Rowena had ignored the duke, both the implications of his visit and the man himself, and their father had done nothing to stop her. She’d had her heart set for years now on the supposedly glorious Rudolph, the oldest son of a minor baron who paid homage to the Earl of Strathearn. Rudolph was also their next door neighbor, and the first real man that Rowena had ever laid eyes on. She’d been smitten with him since she was ten and he a few years older; now she was sixteen and he twenty-one. Not an unreasonable age for a man to consider marriage, Isla supposed, if he cherished no other ambitions.
That Rudolph
was
ambitious was part of his charm. And, Isla decided, there must be something almost like true love beating in her sister’s strangely vacant heart. Over the past year, she’d rejected any number of suitors while waiting for her intended to gain his courage. Whether he had in fact approached the earl was anyone’s guess, although certainly nothing approximating a formal contract had been suggested. The earl might, as Isla suspected, have received Rudolph’s suit and rejected it out of hand in the hopes that a better match might appear. He had
two
daughters to marry off, and so one might argue that one daughter’s marriage was no great loss, but he like everyone else considered Isla to be unmarriageable. Rowena was his one great hope.
Rowena assumed, naturally, that her father was holding off out of respect for her wishes and that dear Rudolph—who
was
painfully shy—hadn’t yet pressed his suit. She assumed, furthermore, that this dalliance with the duke would be like all the others: he’d come, make his advances, and leave when she told him to.

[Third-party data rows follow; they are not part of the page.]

PR #346, opened 2024-09-16
Fix observed generation test

wilwell:
The test should look on observed generation, not  object generation.

cc @l0kix2

### DIFF
--- a/test/e2e/ytsaurus_controller_test.go
+++ b/test/e2e/ytsaurus_controller_test.go
@@ -1097,7 +1097,7 @@ func getSimpleUpdateScenario(namespace, newImage string) func(ctx context.Contex
 		DeferCleanup(deleteYtsaurus, ytsaurus)
 		name := types.NamespacedName{Name: ytsaurus.GetName(), Namespace: namespace}
 		deployAndCheck(ytsaurus, namespace)
-		oldGeneration := ytsaurus.ObjectMeta.Generation
+		oldGeneration := ytsaurus.Status.ObservedGeneration
 
 		By("Run cluster update")
 		podsBeforeUpdate := getComponentPods(ctx, namespace)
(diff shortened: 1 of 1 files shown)


test/e2e/ytsaurus_controller_test.go
```diff
@@ -1117,10 +1117,14 @@ func getSimpleUpdateScenario(namespace, newImage string) func(ctx context.Contex
 
 		podsAfterFullUpdate := getComponentPods(ctx, namespace)
 		podDiff := diffPodsCreation(podsBeforeUpdate, podsAfterFullUpdate)
+		newYt := ytv1.Ytsaurus{}
+		_ = k8sClient.Get(ctx, name, &newYt)
```
l0kix2, line 1121: Please add check that there is no error here.

test/e2e/ytsaurus_controller_test.go
```diff
@@ -1097,7 +1097,7 @@ func getSimpleUpdateScenario(namespace, newImage string) func(ctx context.Contex
 		DeferCleanup(deleteYtsaurus, ytsaurus)
 		name := types.NamespacedName{Name: ytsaurus.GetName(), Namespace: namespace}
 		deployAndCheck(ytsaurus, namespace)
-		oldGeneration := ytsaurus.ObjectMeta.Generation
+		oldGeneration := ytsaurus.Status.ObservedGeneration
```
l0kix2, line 1100: I think we better test that `ytsaurus.ObjectMeta.Generation` (not ObservedGeneration) of object we have after applying spec for update (I think `k8sClient.Update(ctx, ytsaurus)` should set new value for Generation field in the struct) is the same that we have in `ytsaurus.Status.ObservedGeneration` after the update is finished. This is the scenario we plan to use that field.

l0kix2 (changes requested):

test/e2e/ytsaurus_controller_test.go
wilwell: Done

l0kix2 (approved):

Shoring up her claims of genuine affection toward Rudolph was the fact that many of these rejected suitors had born greater rank as well as far heavier purses. Rudolph wasn’t poor, but he hadn’t the income to pull Enzie Moor out of its disasters. Few men did, save perhaps the king and a handful of his cronies. One or two merchants, maybe, but the earl himself refused to consider such a match. Despite his wife’s lowly origins, he believed firmly that the common folk were beneath him. At least the
male
common folk. The earl, as Rowena had never noticed, wasn’t much of a one for women’s liberation and viewed women far more as ornaments than legitimate people.
In truth, Rowena’s disinterest in the duke surprised Isla. Rudolph was impressive by country standards, but in Isla’s opinion held nary a candle to the parades of handsome and handsomely dressed men who’d come calling. The earl did, after all, possess a great deal of land. Rudolph might seem sophisticated here, amidst the rotting rafters and birds’ nests, but he’d be a bumpkin of the highest order in the capital. Or in Darkling Reach, the duke’s domain and her sister’s proposed new home. And the duke was…well, the duke.
“He’s not so bad,” Isla ventured, disbelieving her own words as she said them. She kept her face to the window, watching as the men whose turn it was tended the manor’s gardens. When dusk fell, they’d walk back to their own small crofts, wherever those might be, and till their own fields by moonlight. And within a fortnight, a new group of men would show up to put in their hours as the law of the land and the far more ancient bonds of fealty required. The relationship between lord and serf was a pact of mutual obligation and, above all, trust. Mountbatten would, she thought, be a good lord—if not a good husband.